Überblick
Wer im internationalen Handel tätig ist, bewegt sich an der Schnittstelle von Logistik, Zollrecht, Außenwirtschaft und globaler Kommunikation. Diese Weiterbildung deckt genau diesen Querschnitt ab: Sie vermittelt fundierte Kenntnisse in der Zollabwicklung mit dem elektronischen Zollsystem ATLAS, vertieft Logistik- und Transportprozesse, behandelt die Grundlagen der Außenwirtschaft und schließt mit einem Wirtschaftsenglisch-Modul auf Niveau B1/B2 ab — inklusive TOEIC-Prüfung. Damit unterscheidet sich dieser Kurs klar von reinen Import-Export-Qualifikationen: Der Englisch-Schwerpunkt ist nicht ein optionales Add-on, sondern ein eigenständiger, zeitintensiver Bestandteil, der auf sprachliche Handlungsfähigkeit in internationalem Kontext abzielt.
Kursinhalte & Lernziele
Außenhandel und Zollabwicklung mit ATLAS ist das erste Modul und bildet das fachlich-rechtliche Rückgrat der Weiterbildung. Rund vier Wochen sind für die Einführung in das Zollwesen vorgesehen — von den Grundprinzipien des Außenhandels bis zur praktischen Arbeit mit dem deutschen Zollanmeldungssystem.
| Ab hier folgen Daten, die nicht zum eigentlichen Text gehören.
PR #292, opened 2026-07-30
In-app updates from GitHub releases, file links that open anything, sidebar polish

0xSero:
## What's in here

**In-app updates (new)**
- Updater feed defaults to the public GitHub releases (`latest-mac.yml` + signed zip/dmg already ship there); electron-updater downloads in place, verifies the code signature, and `desktop:install-update` relaunches into the new version. User data is untouched.
- `useAppUpdate()` hook: installed version from the desktop bridge, newest release via a cached `/api/app-update` proxy of `Local-Studio-release.json` (no GitHub API rate limits).
- When a newer release exists: a download button appears in the sidebar footer (next to phone/settings), and **Settings → General** gains an *Application* block showing the installed version with an Update / Restart-to-update action. Web builds fall back to the DMG download.

**File links open anything on disk**
- Clicking an assistant file reference outside the session project used to silently do nothing. The Files panel now adopts that file's directory as a temporary root (with a back-to-project bar), expands `~`, follows `dir/` references, and surfaces read errors.
- Images render inline via a new `/api/agent/fs/raw` endpoint; PDFs/oversized binaries get Open (default app) / Reveal (Finder) actions via a home-confined `desktop:open-path` IPC.
- Fixes a pre-existing guard bypass: macOS symlinks `/etc`→`/private/etc`, which slipped past the literal system-root list and let fs routes serve `/etc/passwd`.

**Sidebar**
- Green "done" dot for runs that finished unviewed (distinct from blue unseen), compact relative ages on session rows, solid pin icons.

**Also on this branch**: release signing isolation CI (build → sign/notarize → publish), terminal scrollback replay, session rename, popup token tightening.

## Verification
- 109 bun tests pass (17 new: path resolution, workspace-root guard, version compare)
- lint / typecheck (web + desktop) / knip / madge / prettier clean
- `/api/agent/fs/raw` exercised against a real PDF (200, correct bytes) and against `/etc/passwd`, `/private/etc`, `../.ssh/id_rsa` (all rejected)


frontend/src/features/shell/use-app-update.ts
```diff
@@ -0,0 +1,120 @@
...
+      })
+      .catch(() => undefined);
+    syncDesktopPhase();
+    return () => {
+      cancelled = true;
+      if (pollTimer.current) clearTimeout(pollTimer.current);
+    };
+  }, [syncDesktopPhase]);
+
+  const updateAvailable = Boolean(
```
0xSero, line 94: **Dev false positive**: an unpackaged Electron run reports `app.getVersion()` from the repo's package.json (2.1.0), which is behind every published release — so dev builds would always show the update button and a forced check would error. `getRuntime` should expose `packaged` and this gate should require it.

frontend/src/features/shell/profile-footer.tsx
```diff
@@ -1,8 +1,38 @@
...
+      : update.phase === "working"
+        ? `Downloading v${update.latestVersion}…`
+        : `Update to v${update.latestVersion}`;
+  return (
+    <button
+      type="button"
+      onClick={update.startUpdate}
+      title={label}
+      aria-label={label}
+      className="flex h-7 w-7 shrink-0 items-center justify-center rounded-full bg-(--link) text-white transition-opacity hover:opacity-85"
```
0xSero: `text-white` is a hardcoded color in a tokenized UI — should be a token (e.g. the same fg used on primary buttons) so themes keep working.

frontend/src/features/settings/app-version-section.tsx
```diff
@@ -0,0 +1,49 @@
...
+    ? update.phase === "ready"
+      ? `v${update.latestVersion} is downloaded — restart to finish updating.`
+      : `v${update.latestVersion} is available on GitHub.`
+    : onLatest
+      ? "You are on the latest version."
+      : update.latestVersion
+        ? `Latest release: v${update.latestVersion}.`
+        : "Release check unavailable.";
+  return (
+    <SettingsGroup title="Application" description="Local Studio desktop app.">
```
0xSero: Description says "Local Studio desktop app." but this block also renders on the web build, where the row shows "Web UI". Wording should not assume desktop.

0xSero (commented):
Self-review pass — three real findings, will fix on this branch.

frontend/src/features/agent/ui/projects-nav/session-rows.tsx
```diff
@@ -122,12 +122,7 @@ export function ProjectRow({
         </button>
         <div className="absolute right-1.5 top-1/2 flex -translate-y-1/2 items-center gap-0.5">
           {onTogglePin ? (
-            <PinButton
-              pinned={pinned}
-              onToggle={onTogglePin}
-              target={project.name}
-              placement="inline"
-            />
+            <PinButton pinned={pinned} onToggle={onTogglePin} target={project.name} />
```
0xSero: **[Codex · medium] Finished runs lose their activity indicator**

`sessionActivity` now returns `finished`, but both row paths only pass `unseen` when the value is exactly `unseen`. When an unfocused run stops, the new `finished` state therefore renders no dot instead of the promised green done dot.

_(finding refers to `frontend/src/features/agent/ui/projects-nav/session-rows.tsx:422`)_

frontend/src/features/shell/use-app-update.ts
0xSero, line 94: **[Codex · medium] Web update fallback is unreachable**

The plain web app never supplies `currentVersion`, so `updateAvailable` is always false even when the release endpoint returns a newer version. Both update buttons are gated on this flag, making the documented DMG fallback in `startUpdate` impossible to invoke.

frontend/desktop/logic/update-manager.ts
```diff
@@ -30,25 +30,37 @@ function resolveFeedUrl(): string | null {
...
+      provider: "generic",
+      url: feedUrl,
+      channel: "stable",
+    });
+    return { ok: true, url: feedUrl };
   }
 
+  // Default feed: the public GitHub releases, which ship latest-mac.yml plus
+  // signed zip/dmg assets. electron-updater verifies the download's code
+  // signature against the running app before installing.
```
0xSero, line 47: **[Codex · medium] Dev builds are pointed at the stable release channel**

The default feed is hard-coded to the stable GitHub releases and `allowPrerelease` is later forced false without considering the packaged `localStudioChannel`. A signed Local Studio Dev build can therefore fetch and auto-install a stable Local Studio release instead of its documented dev prerelease.

_(finding refers to `frontend/desktop/logic/update-manager.ts:47`)_

0xSero (commented):
Review by OpenAI Codex CLI (codex exec, read-only sandbox) — findings posted verbatim as line comments (anchored to the nearest diff line where the original line was outside the diff).

frontend/desktop/logic/update-manager.ts
```diff
@@ -59,15 +71,7 @@ export async function checkForUpdates(force = false): Promise<DesktopUpdateSnaps
...
-  const feed = ensureFeedConfigured();
-  if (!feed.ok) {
-    const missingFeedState = {
-      status: "error",
-      message: feed.reason,
-    } satisfies DesktopUpdateSnapshot;
-    setUpdateState(missingFeedState);
-    return missingFeedState;
-  }
+  ensureFeedConfigured();
```
0xSero, line 87: **[Codex · low] Forced checks remain stuck in unpackaged builds**

The IPC caller passes `force=true`, bypassing this guard, but electron-updater still returns `null` for an unpackaged app without emitting a status event. `latestUpdateState` remains `checking`, so the renderer polls forever after clicking Update during desktop development.

_(finding refers to `frontend/desktop/logic/update-manager.ts:76`)_

frontend/src/features/agent/ui/projects-nav/session-nav-row.tsx
```diff
@@ -332,7 +333,7 @@ function SessionOptionsMenu({
 
   return (
     <div className={SESSION_MENU_CLASS} role="menu">
-      <MenuItem Icon={pref.pinned ? PinOff : Pin} onClick={run(onPin)}>
+      <MenuItem Icon={pref.pinned ? PinOffIcon : PinIcon} onClick={run(onPin)}>
```
0xSero, line 375: **[Codex · low] Session-age implementation is dead**

Rows explicitly render no age and never consume the newly added `timestamp`, `finished`, or `relativeAge` values; there is not even an age tooltip. If ages are intentionally omitted, the new props, import, and helper can be removed with identical functionality.

_(finding refers to `frontend/src/features/agent/ui/projects-nav/session-nav-row.tsx:303`)_

frontend/src/features/shell/use-app-update.ts
0xSero: Fixed in d74faef3 — `getRuntime` now reports `packaged` and the hook only trusts the version from packaged builds.

frontend/src/features/shell/profile-footer.tsx
0xSero: Fixed in d74faef3 — now `bg-(--color-primary) text-(--color-primary-foreground)`, same tokens as primary buttons.

frontend/src/features/settings/app-version-section.tsx
0xSero: Fixed in d74faef3 — description is now "Version and updates."

frontend/src/features/agent/ui/projects-nav/session-rows.tsx
0xSero: Fixed in d74faef3 — `finished` is threaded through SessionRow → SessionOpenTarget → SessionRowContent and renders a green `bg-(--ok)` dot (takes precedence over the blue unseen dot).

frontend/src/features/shell/use-app-update.ts
0xSero: Fixed in d74faef3 — the Settings row now offers a Download action whenever there is no installed-version signal (web build / dev run) and the release manifest is reachable, so the DMG path is exercised. The footer button stays desktop-only by design (web has no version to compare).

frontend/desktop/logic/update-manager.ts
0xSero: Fixed in d74faef3 — dev-channel builds (`isDevChannelBuild`) skip the stable GitHub feed in both `initializeAutoUpdates` and `checkForUpdates`; an explicit `LOCAL_STUDIO_UPDATE_URL` override still wins for feed testing.

frontend/desktop/logic/update-manager.ts
0xSero: Fixed in d74faef3 — a null result from `autoUpdater.checkForUpdates()` with state still `checking` now resolves to `idle` ("Updater unavailable in this build"), and unpackaged runs no longer surface the update UI at all.

frontend/src/features/agent/ui/projects-nav/session-nav-row.tsx
0xSero: Fixed in d74faef3 — dead `relativeAge` helper, its import, and the unused `timestamp` prop are removed; the `finished` prop it left behind is now actually rendered.

Issue #310, opened 2026-08-01
`ss` used in scripts/deploy-remote.sh is not available on macOS


amcfague:
## Summary

`scripts/deploy-remote.sh` relies on `ss` (iproute2) to check listening ports and resolve PIDs. `ss` is Linux-only — it is not available on macOS/OSX and cannot be installed there — so any of these code paths that execute on a developer's Mac will fail or silently misbehave.

## Occurrences

All in `scripts/deploy-remote.sh`:

- **Line 320** — `! ss -tlnp | grep -q ':8080\b'` — wait for the controller to stop.
- **Line 335** — `if ss -tlnp | grep -q ':8080\b'; then` — detect port 8080 still in use.
- **Line 337** — `ss -tlnp | grep ':8080\b' >&2 || true` — diagnostic dump of 8080 listeners.
- **Line 348** — `controller_pid=$(remote "ss -tlnp | sed -n '...pid=...' | head -1" ...)` — resolve controller PID.
- **Line 451** — `if ss -tlnp 2>/dev/null | grep -q ":${port}\b"; then` — port-based service status check.

## Notes

- These usages currently run inside `remote`/`<<'REMOTE'` heredoc blocks targeting the Linux host, where `ss` exists, so they work today. However, the pattern is fragile: any refactor that runs these checks locally (or reuse of these snippets in a local script) will break on macOS, and the dependency on `ss` is not obvious from the call sites.
- macOS provides no drop-in equivalent for `ss -tlnp`.

## Suggested fix

Use a portable alternative that works on both Linux and macOS, e.g. `lsof`:

```sh
lsof -nP -iTCP:8080 -sTCP:LISTEN
lsof -ti tcp:8080 -sTCP:LISTEN   # PIDs only
```

Alternatively, guard `ss` usage so it is only ever invoked on the remote host and never locally, and document that assumption.

0xSero:
Closing as completed because the affected deploy wrapper and all reported ss calls were retired from both current branches. PR #311 is obsolete and will close without merge.

PR #311, opened 2026-08-01
fix(deploy): support portable port readiness checks

amcfague:
## Summary

Port readiness, listener diagnostics, PID discovery, and stale-listener cleanup now work when Local Studio is invoked from or deployed to macOS. The same helpers run locally or are transmitted to remote Bash scripts, preferring Linux `ss` and falling back to macOS `lsof`.

Related: #310

## Validation

```bash
npm run check
bash -n scripts/deploy-remote.sh
shellcheck -e SC2029,SC2034,SC2086 scripts/deploy-remote.sh
git diff --check
```

Manually verified on macOS that the `lsof` path detects, identifies, and stops a real localhost listener through both local and transmitted remote-helper paths. A mocked `ss` path verifies Linux remains preferred when available.

## UI changes

None.

## Risks / rollout notes

macOS supplies `lsof`; supported Linux deployment hosts supply `ss`. This change makes port operations portable but does not alter the script's separate GPU or systemd-specific deployment behavior.

---

[Compound Engineering](https://github.com/EveryInc/compound-engineering-plugin)

### DIFF
--- a/scripts/deploy-remote.sh
+++ b/scripts/deploy-remote.sh
@@ -82,6 +82,15 @@ die() { fail "$@"; exit 1; }
 
 remote() { ssh $SSH_OPTS "$REMOTE" "$@"; }
 
+is_port_listening() {
+  local port="$1"
+  remote "if command -v ss >/dev/null 2>&1; then
+    ss -tlnp | grep -q ':${port}\\b'
+  else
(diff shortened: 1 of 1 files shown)


0xSero:
Closing as not aligned with current deployment architecture. The deploy wrapper this PR modifies was deliberately retired and is absent from dev and main.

- Grundprinzipien des Außenhandels und Aufgaben der Zollverwaltung
- Warenursprung, Zollwert und Tarifierung im Überblick
- Versandverfahren und Zolllagerverfahren: Abläufe und Voraussetzungen
- Zollanmeldungen mit ATLAS: Einfuhr, Ausfuhr und Abgaben
- Elektronischer Zolltarif (EZT) und TARIC der Europäischen Union
- Regelungen zur vorübergehenden Verwahrung
- Veredelungsverfahren: aktive und passive Veredelung im Zollrecht
Spezielle Lager- und Transportprozesse vertieft die logistischen Kernkompetenzen, die für Fachpersonal im Import- und Exportbereich unerlässlich sind. Vier Wochen stehen für die Arbeit mit Lagersystemen, Risikoanalyse und Transportrecht zur Verfügung.
- Aufbau und Typen von Lagersystemen im Außenhandelskontext
- Logistiksteuerung und Durchsatz-/Bestandsoptimierung
- ABC- und XYZ-Analyse zur Klassifizierung von Lagerbeständen
- Haftungsfragen und Versicherungsgrundlagen im Transport
- Zollrelevante Aspekte in der Lagerlogistik
Produkt- und Außenwirtschaft / Außenhandel verbindet die logistischen Kenntnisse mit übergeordneten wirtschaftlichen Strukturen des globalen Handels. In acht Wochen werden Zahlungsverkehr, Frachtabwicklung und Zollverfahren aus einer übergeordneten Perspektive behandelt — mit Bezug zu realen Handelssituationen.
- Außenwirtschaftssysteme: Institutionen, Abkommen und Rahmenbedingungen
- Internationaler Zahlungsverkehr: Akkreditiv, Inkasso und SEPA im Außenhandel
- Frachtabwicklung: Incoterms, Frachtpapiere und Lieferbedingungen
- Zollverfahren und -abwicklung im internationalen Kontext
- Außenwirtschaftskontrollen und Exportkontrollrecht im Überblick
Wirtschaftsenglisch B1/B2 mit TOEIC-Zertifizierung ist das umfangreichste Modul und unterstreicht den Charakter dieser Weiterbildung als Kombination aus Fach- und Sprachqualifikation. Zwölf Wochen sind dafür vorgesehen — ein klares Zeichen, dass Englisch hier nicht als Anhang, sondern als zentrales berufliches Werkzeug behandelt wird.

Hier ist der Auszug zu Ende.